═════ INPUT

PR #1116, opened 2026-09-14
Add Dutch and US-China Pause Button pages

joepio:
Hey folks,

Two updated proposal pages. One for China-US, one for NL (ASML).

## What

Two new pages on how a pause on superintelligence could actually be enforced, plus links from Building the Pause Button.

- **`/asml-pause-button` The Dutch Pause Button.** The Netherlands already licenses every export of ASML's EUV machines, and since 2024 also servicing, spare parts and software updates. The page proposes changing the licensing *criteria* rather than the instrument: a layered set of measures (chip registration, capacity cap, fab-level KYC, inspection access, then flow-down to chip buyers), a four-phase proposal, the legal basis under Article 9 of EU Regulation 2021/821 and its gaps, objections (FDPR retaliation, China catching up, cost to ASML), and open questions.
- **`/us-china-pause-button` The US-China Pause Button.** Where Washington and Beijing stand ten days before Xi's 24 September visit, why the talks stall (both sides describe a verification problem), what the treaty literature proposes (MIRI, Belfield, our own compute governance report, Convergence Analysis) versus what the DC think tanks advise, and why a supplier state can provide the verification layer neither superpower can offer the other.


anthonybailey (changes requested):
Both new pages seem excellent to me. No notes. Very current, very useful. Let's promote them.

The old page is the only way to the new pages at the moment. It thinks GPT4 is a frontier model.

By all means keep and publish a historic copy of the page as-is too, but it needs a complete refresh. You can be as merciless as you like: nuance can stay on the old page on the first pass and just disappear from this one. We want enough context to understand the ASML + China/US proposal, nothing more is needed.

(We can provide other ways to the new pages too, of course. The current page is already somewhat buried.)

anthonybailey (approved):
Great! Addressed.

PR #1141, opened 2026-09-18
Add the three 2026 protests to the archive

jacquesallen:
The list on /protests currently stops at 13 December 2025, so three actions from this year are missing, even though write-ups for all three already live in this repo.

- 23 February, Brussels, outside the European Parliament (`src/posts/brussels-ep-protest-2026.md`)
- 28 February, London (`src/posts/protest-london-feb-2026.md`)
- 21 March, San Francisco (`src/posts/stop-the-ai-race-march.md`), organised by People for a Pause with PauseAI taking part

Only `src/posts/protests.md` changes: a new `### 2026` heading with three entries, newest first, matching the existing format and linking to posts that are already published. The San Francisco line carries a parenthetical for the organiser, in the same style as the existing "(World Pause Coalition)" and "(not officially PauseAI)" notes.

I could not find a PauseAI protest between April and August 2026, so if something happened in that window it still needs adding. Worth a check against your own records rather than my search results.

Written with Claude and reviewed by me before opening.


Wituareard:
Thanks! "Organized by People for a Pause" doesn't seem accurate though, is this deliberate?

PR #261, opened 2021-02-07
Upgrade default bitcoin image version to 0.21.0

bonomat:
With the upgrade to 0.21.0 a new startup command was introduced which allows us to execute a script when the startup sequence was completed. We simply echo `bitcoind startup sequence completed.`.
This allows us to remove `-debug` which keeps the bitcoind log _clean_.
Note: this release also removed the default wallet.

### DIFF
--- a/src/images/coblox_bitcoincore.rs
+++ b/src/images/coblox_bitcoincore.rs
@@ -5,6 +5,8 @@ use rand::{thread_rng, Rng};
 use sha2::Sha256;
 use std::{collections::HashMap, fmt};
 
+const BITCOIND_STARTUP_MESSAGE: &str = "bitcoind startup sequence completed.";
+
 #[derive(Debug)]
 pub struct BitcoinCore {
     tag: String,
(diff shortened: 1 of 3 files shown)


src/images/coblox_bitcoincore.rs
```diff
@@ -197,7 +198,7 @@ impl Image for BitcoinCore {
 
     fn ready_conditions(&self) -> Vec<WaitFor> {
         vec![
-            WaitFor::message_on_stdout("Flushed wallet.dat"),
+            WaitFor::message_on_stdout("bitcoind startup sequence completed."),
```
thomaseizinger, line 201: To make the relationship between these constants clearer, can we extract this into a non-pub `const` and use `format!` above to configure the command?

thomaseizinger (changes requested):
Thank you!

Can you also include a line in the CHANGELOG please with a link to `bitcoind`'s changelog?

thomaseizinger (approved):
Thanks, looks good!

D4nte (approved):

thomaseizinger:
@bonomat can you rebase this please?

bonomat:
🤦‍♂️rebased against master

══════════

_ABOUT THIS TASK_. An identical copy of the entries above is the expected result.

_WRITTEN SOLUTION_.
PR #1116, opened 2026-09-14
Add Dutch and US-China Pause Button pages

joepio:
Hey folks,

Two updated proposal pages. One for China-US, one for NL (ASML).

## What

Two new pages on how a pause on superintelligence could actually be enforced, plus links from Building the Pause Button.

- **`/asml-pause-button` The Dutch Pause Button.** The Netherlands already licenses every export of ASML's EUV machines, and since 2024 also servicing, spare parts and software updates. The page proposes changing the licensing *criteria* rather than the instrument: a layered set of measures (chip registration, capacity cap, fab-level KYC, inspection access, then flow-down to chip buyers), a four-phase proposal, the legal basis under Article 9 of EU Regulation 2021/821 and its gaps, objections (FDPR retaliation, China catching up, cost to ASML), and open questions.
- **`/us-china-pause-button` The US-China Pause Button.** Where Washington and Beijing stand ten days before Xi's 24 September visit, why the talks stall (both sides describe a verification problem), what the treaty literature proposes (MIRI, Belfield, our own compute governance report, Convergence Analysis) versus what the DC think tanks advise, and why a supplier state can provide the verification layer neither superpower can offer the other.


anthonybailey (changes requested):
Both new pages seem excellent to me. No notes. Very current, very useful. Let's promote them.

The old page is the only way to the new pages at the moment. It thinks GPT4 is a frontier model.

By all means keep and publish a historic copy of the page as-is too, but it needs a complete refresh. You can be as merciless as you like: nuance can stay on the old page on the first pass and just disappear from this one. We want enough context to understand the ASML + China/US proposal, nothing more is needed.

(We can provide other ways to the new pages too, of course. The current page is already somewhat buried.)

anthonybailey (approved):
Great! Addressed.

PR #1141, opened 2026-09-18
Add the three 2026 protests to the archive

jacquesallen:
The list on /protests currently stops at 13 December 2025, so three actions from this year are missing, even though write-ups for all three already live in this repo.

- 23 February, Brussels, outside the European Parliament (`src/posts/brussels-ep-protest-2026.md`)
- 28 February, London (`src/posts/protest-london-feb-2026.md`)
- 21 March, San Francisco (`src/posts/stop-the-ai-race-march.md`), organised by People for a Pause with PauseAI taking part

Only `src/posts/protests.md` changes: a new `### 2026` heading with three entries, newest first, matching the existing format and linking to posts that are already published. The San Francisco line carries a parenthetical for the organiser, in the same style as the existing "(World Pause Coalition)" and "(not officially PauseAI)" notes.

I could not find a PauseAI protest between April and August 2026, so if something happened in that window it still needs adding. Worth a check against your own records rather than my search results.

Written with Claude and reviewed by me before opening.


Wituareard:
Thanks! "Organized by People for a Pause" doesn't seem accurate though, is this deliberate?

PR #261, opened 2021-02-07
Upgrade default bitcoin image version to 0.21.0

bonomat:
With the upgrade to 0.21.0 a new startup command was introduced which allows us to execute a script when the startup sequence was completed. We simply echo `bitcoind startup sequence completed.`.
This allows us to remove `-debug` which keeps the bitcoind log _clean_.
Note: this release also removed the default wallet.

### DIFF
--- a/src/images/coblox_bitcoincore.rs
+++ b/src/images/coblox_bitcoincore.rs
@@ -5,6 +5,8 @@ use rand::{thread_rng, Rng};
 use sha2::Sha256;
 use std::{collections::HashMap, fmt};
 
+const BITCOIND_STARTUP_MESSAGE: &str = "bitcoind startup sequence completed.";
+
 #[derive(Debug)]
 pub struct BitcoinCore {
     tag: String,
(diff shortened: 1 of 3 files shown)


src/images/coblox_bitcoincore.rs
```diff
@@ -197,7 +198,7 @@ impl Image for BitcoinCore {
 
     fn ready_conditions(&self) -> Vec<WaitFor> {
         vec![
-            WaitFor::message_on_stdout("Flushed wallet.dat"),
+            WaitFor::message_on_stdout("bitcoind startup sequence completed."),
```
thomaseizinger, line 201: To make the relationship between these constants clearer, can we extract this into a non-pub `const` and use `format!` above to configure the command?

thomaseizinger (changes requested):
Thank you!

Can you also include a line in the CHANGELOG please with a link to `bitcoind`'s changelog?

thomaseizinger (approved):
Thanks, looks good!

D4nte (approved):

thomaseizinger:
@bonomat can you rebase this please?

bonomat:
🤦‍♂️rebased against master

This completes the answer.